--- The task ---
Let the output be exactly the lines from the one containing "ericsciple: Should this" through the end of the records below, both included.

Collected data entries:
========

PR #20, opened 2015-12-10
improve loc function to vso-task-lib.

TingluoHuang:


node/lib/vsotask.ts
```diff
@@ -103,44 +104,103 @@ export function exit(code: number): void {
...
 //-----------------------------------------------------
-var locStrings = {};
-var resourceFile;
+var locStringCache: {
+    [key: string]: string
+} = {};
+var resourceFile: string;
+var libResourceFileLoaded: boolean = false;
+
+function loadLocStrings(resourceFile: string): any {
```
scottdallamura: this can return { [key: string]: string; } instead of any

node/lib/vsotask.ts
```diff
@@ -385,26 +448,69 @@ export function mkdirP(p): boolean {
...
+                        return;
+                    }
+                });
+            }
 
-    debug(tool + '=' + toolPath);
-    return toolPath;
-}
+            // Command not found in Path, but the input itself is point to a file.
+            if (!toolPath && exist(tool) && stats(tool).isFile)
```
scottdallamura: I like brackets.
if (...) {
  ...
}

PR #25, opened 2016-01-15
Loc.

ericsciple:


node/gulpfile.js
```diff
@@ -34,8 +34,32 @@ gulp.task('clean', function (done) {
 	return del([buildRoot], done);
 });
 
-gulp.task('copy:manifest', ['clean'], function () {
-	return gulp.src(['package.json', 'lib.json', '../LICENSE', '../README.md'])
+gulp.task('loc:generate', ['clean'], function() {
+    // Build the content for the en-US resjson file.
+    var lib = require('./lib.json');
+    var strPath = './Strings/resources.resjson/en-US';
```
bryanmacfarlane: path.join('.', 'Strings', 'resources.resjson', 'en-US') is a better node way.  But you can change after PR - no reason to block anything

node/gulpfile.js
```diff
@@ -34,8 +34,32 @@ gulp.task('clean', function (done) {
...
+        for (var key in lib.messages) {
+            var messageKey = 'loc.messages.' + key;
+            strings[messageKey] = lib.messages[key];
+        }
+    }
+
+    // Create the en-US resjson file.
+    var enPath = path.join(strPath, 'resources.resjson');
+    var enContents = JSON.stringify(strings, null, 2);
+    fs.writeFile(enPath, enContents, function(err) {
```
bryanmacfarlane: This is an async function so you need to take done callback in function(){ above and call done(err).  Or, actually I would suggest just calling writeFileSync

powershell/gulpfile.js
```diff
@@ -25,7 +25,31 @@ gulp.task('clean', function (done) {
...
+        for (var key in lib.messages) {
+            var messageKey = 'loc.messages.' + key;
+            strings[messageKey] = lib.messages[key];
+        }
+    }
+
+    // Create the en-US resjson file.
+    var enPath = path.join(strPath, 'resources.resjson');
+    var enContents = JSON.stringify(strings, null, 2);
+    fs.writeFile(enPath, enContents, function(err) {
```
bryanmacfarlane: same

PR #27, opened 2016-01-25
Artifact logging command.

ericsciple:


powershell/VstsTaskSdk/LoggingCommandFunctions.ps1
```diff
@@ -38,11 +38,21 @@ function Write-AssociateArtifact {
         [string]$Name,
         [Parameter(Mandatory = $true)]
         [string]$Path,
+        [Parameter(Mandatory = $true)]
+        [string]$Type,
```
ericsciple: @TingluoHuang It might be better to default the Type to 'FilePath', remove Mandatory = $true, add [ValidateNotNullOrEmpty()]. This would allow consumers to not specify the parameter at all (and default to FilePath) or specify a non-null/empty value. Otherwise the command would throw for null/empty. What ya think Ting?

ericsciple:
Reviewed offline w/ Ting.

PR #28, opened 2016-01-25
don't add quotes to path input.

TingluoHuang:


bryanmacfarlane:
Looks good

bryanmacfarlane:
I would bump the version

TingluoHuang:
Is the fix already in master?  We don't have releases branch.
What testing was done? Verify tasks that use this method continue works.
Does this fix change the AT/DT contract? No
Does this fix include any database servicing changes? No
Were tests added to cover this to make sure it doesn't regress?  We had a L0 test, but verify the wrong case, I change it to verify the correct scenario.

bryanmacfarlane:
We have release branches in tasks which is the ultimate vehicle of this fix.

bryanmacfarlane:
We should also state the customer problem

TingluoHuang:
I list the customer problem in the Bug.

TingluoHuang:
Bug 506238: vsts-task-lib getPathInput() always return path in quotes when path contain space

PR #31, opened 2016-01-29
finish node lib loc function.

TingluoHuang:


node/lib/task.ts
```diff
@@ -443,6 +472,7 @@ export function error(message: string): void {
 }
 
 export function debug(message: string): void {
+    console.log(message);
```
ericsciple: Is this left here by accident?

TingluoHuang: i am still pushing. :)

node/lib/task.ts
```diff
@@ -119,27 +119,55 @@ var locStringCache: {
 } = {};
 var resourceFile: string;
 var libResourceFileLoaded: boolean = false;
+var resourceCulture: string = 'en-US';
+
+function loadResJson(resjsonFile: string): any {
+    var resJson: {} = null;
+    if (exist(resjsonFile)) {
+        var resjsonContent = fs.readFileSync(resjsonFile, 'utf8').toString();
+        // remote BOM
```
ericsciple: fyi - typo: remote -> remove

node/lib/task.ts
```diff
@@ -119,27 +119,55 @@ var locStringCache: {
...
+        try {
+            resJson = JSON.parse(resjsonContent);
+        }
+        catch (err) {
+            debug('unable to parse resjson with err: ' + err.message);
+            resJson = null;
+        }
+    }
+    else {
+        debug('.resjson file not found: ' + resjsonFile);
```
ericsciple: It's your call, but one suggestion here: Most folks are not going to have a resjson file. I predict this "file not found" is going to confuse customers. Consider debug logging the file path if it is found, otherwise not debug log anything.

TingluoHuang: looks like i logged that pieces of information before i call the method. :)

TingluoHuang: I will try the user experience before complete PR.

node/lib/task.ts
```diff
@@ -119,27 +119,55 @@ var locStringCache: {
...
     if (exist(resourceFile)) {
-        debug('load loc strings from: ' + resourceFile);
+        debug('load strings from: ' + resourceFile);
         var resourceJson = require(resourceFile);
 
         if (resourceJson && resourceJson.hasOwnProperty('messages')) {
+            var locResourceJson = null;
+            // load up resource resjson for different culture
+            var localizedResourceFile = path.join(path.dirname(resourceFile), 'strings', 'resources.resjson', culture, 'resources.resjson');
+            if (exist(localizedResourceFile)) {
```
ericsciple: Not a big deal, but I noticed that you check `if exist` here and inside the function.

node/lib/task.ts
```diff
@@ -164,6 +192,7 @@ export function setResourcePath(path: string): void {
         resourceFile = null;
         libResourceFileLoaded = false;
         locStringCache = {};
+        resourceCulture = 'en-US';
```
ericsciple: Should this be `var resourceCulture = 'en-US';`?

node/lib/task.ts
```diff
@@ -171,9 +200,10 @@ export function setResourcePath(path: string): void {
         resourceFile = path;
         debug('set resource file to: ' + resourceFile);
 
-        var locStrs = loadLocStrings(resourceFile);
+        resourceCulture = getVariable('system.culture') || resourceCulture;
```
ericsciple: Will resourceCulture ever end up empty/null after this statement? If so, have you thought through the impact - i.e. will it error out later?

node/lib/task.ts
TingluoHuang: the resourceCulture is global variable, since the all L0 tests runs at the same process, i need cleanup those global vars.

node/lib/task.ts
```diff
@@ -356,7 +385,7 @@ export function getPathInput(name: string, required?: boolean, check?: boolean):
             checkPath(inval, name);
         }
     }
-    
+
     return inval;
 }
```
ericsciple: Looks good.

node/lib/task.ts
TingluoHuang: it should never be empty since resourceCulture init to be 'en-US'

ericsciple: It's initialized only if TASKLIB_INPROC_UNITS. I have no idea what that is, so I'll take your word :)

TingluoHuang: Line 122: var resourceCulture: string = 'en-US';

========

--- Worked solution ---
ericsciple: Should this be `var resourceCulture = 'en-US';`?

node/lib/task.ts
```diff
@@ -171,9 +200,10 @@ export function setResourcePath(path: string): void {
         resourceFile = path;
         debug('set resource file to: ' + resourceFile);
 
-        var locStrs = loadLocStrings(resourceFile);
+        resourceCulture = getVariable('system.culture') || resourceCulture;
```
ericsciple: Will resourceCulture ever end up empty/null after this statement? If so, have you thought through the impact - i.e. will it error out later?

node/lib/task.ts
TingluoHuang: the resourceCulture is global variable, since the all L0 tests runs at the same process, i need cleanup those global vars.

node/lib/task.ts
```diff
@@ -356,7 +385,7 @@ export function getPathInput(name: string, required?: boolean, check?: boolean):
             checkPath(inval, name);
         }
     }
-    
+
     return inval;
 }
```
ericsciple: Looks good.

node/lib/task.ts
TingluoHuang: it should never be empty since resourceCulture init to be 'en-US'

ericsciple: It's initialized only if TASKLIB_INPROC_UNITS. I have no idea what that is, so I'll take your word :)

TingluoHuang: Line 122: var resourceCulture: string = 'en-US';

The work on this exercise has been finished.